Demi melindungi hak penyintas kasus kekerasan seksual dan menghindari adanya intervensi dari jurnalis, sebelum berita dimuat dan dipublikasikan, Adi berkata bahwa penyintas dapat melihat kembali draft tulisan yang dibuat jurnalis. Sang penyintas memiliki hak untuk mengoreksi atau menghilangkan bagian-bagian yang menurutnya tidak perlu dipublikasikan demi kebaikannya.

Panduan Penulisan Berita mengenai Kasus Kekerasan Seksual

Dalam penulisan berita kasus kekerasan seksual, perwakilan dari AJI Bandung itu mengatakan bahwa pemilihan kata sangat mempengaruhi keseluruhan isi berita. Penggunaan istilah-istilah seperti aktivitas seksual, kekerasan seksual, dan pencabulan dikategorikan sebagai istilah-istilah yang rancu. Penggunaan istilah-istilah yang rancu tersebut tidak dapat menggambarkan kejadian yang sebenarnya, menimbulkan dampak pada pemahaman publik yang terbatas terkait kejadian sebenarnya dan tidak tahu bagaimana menanggapinya. Ketepatan penanganan para pihak yang berwenang pun menjadi kabur, publik akan sulit menilai apakah reaksi para pemegang kekuasaan itu sudah tepat atau sebaliknya.

Itulah sebabnya jurnalis harus bisa menyajikan informasi yang akurat dan jelas, namun juga harus peka dalam melindungi penyintas yang bersangkutan. Jurnalis harus bisa mengklasifikasikan jenis kekerasan seksual dari pernyataan penyintas dan menuliskannya sesuai arahan agar kasusnya dapat mendapat perhatian dari publik dan penanganan yang tepat, serta sebagai pertimbangan bagi pihak berwenang untuk memberikan hukuman yang setimpal bagi para pelaku kekerasan seksual.

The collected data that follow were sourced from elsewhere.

PR #1354, opened 2023-11-30
OKRF23-54 Add GitHub action to sync labeled issue to Jira board

dmytrotsko:
### Summary:

Added GitHub workflow/action to sync GitHub issue to Jira board when "jira" label is added to issue labels
### Prerequisites:

- [x] Build is successful


.github/actions/sync-issue-with-jira/action.yaml
```diff
@@ -0,0 +1,120 @@
...
+          echo "Not interested in this action, skipping"
+          exit 0
+        fi
+
+        # last one wins
+        echo "NeedsJiraUpdate=true" >> $GITHUB_ENV
+      shell: bash
+
+    - name: "Update jira"
+      if: ${{ env.NeedsJiraUpdate == 'true' }}
```
melange396, line 63: can we use something like this instead of the whole script step above?  if so, we should also preserve some of your comments there, especially the "Issue creation with label will trigger 2 events...".
```suggestion
      if: |
        github.event_name == "issues"
        && ! github.event.issue.pull_request
        && (contains(github.event.issue.labels.*.name, inputs.label) || github.event.label.name == inputs.label)
        && (github.event.action == "labeled" || github.event.action == "unlabeled" || github.event.action == "reopened" || github.event.action == "closed")
        && ( !(github.event.action == "labeled" || github.event.action == "unlabeled") || github.event.label.name == inputs.label )
        # line by line breakdown of above:
        #  - event is "issues"
        #  - and its not a pull request
        #  - and it has the keyword among its existing labels, OR this is an actual keyword [un]label action itself
        #  - and its action is one of "labeled", "unlabeled", "reopened", or "closed"
        #  - and if its action is "labeled" or "unlabeled", the label name matches the keyword
```

.github/workflows/sync-issue-with-jira.yml
```diff
@@ -0,0 +1,12 @@
+name: Sync GitHub issues to Jira
+on: [issues]
+
+jobs:
+  sync-issues:
+    name: Sync issues to Jira
+    runs-on: ubuntu-latest
+    steps:
+      - uses: actions/checkout@v2
+      - uses: ./.github/actions/sync_with_jira/
```
melange396, line 10: can we do all of this in just one file, or do we need to break it into two?

melange396 (changes requested):
looks pretty good, but i have a few questions...

.github/actions/sync-issue-with-jira/action.yaml
dmytrotsko: I think so, I will test that suggestion and if it works I will add those changes

dshemetov:
Not using Jira anymore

Kelengkapan dalam penulisan berita mengenai kasus kekerasan seksual juga harus memuat 5W+1H. Dalam lokakarya tersebut, Adi membagikan racikan yang pas bagi pemberitaan mengenai kasus kekerasan seksual. Pada kategori siapa, jurnalis hendaknya menuliskan korban dengan identitas yang disamarkan dan juga pelaku. Selanjutnya adalah menceritakan secara runtut kejadian kekerasan seksual tersebut berdasarkan waktu dan lokasi yang akurat. Terakhir, pada kategori kenapa dan bagaimana jurnalis bisa menggambarkan kejadian dengan konteks agar kejadian kekerasan seksual dapat tergambarkan dengan baik.

Pentingnya Edukasi Seks untuk Menghindari Kasus Kekerasan Seksual

Melihat banyaknya kasus kekerasan seksual yang diberitakan oleh media, dapat dinilai bahwa masyarakat genting akan pemahaman atau edukasi seksual, baik itu bagi anak-anak, remaja hingga orang dewasa sekalipun. Indonesia, dengan beragam perbedaan mulai dari agama, budaya, ras dan lain sebagainya. Dengan adanya perbedaan ini pula, sesuatu yang berhubungan dengan seksual menjadi hal yang amat tabu di masyarakat kita. Maka dari itu, edukasi seks ini sangat susah untuk disosialisasikan, khususnya daerah-daerah yang masih menganut adat istiadat dan agama yang kuat. Beda dengan kota-kota besar seperti Ibukota Jakarta, edukasi seks ini sudah menjadi hal yang lumrah, bahkan sudah diterapkan sejak belia melalui medium-medium tertentu.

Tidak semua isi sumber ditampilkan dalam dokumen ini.